Action item. Could you transcribe all of the data word for word?

Dataset excerpts:
PR #7628, opened 2025-04-11
fix: Update lower bound of required python to 3.9

honnix:
Python 3.8 is no longer supported by notebook, so this lower bound needs to be changed.

```shell
$ pip3.8 index versions notebook
WARNING: pip index is currently an experimental command. It may be removed/changed in a future release without prior warning.
notebook (7.4.0)
```

### DIFF
--- a/pyproject.toml
+++ b/pyproject.toml
@@ -7,7 +7,7 @@ name = "notebook"
 description = "Jupyter Notebook - A web-based notebook environment for interactive computing"
 readme = "README.md"
 license = { file = "LICENSE" }
-requires-python = ">=3.8"
+requires-python = ">=3.9"
 authors = [
     { name = "Jupyter Development Team", email = "jupyter@googlegroups.com" },
 ]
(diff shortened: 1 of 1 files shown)


jtpio:
Thanks @honnix for looking into this.

It's probably because of `ruff` which now uses 3.9 as the base version. Would you be able to try running the `ruff` linter to check if it's able to auto-fix these?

Result below.
PR #7628, opened 2025-04-11
fix: Update lower bound of required python to 3.9

honnix:
Python 3.8 is no longer supported by notebook, so this lower bound needs to be changed.

```shell
$ pip3.8 index versions notebook
WARNING: pip index is currently an experimental command. It may be removed/changed in a future release without prior warning.
notebook (7.4.0)
```

### DIFF
--- a/pyproject.toml
+++ b/pyproject.toml
@@ -7,7 +7,7 @@ name = "notebook"
 description = "Jupyter Notebook - A web-based notebook environment for interactive computing"
 readme = "README.md"
 license = { file = "LICENSE" }
-requires-python = ">=3.8"
+requires-python = ">=3.9"
 authors = [
     { name = "Jupyter Development Team", email = "jupyter@googlegroups.com" },
 ]
(diff shortened: 1 of 1 files shown)


jtpio:
Thanks @honnix for looking into this.

It's probably because of `ruff` which now uses 3.9 as the base version. Would you be able to try running the `ruff` linter to check if it's able to auto-fix these?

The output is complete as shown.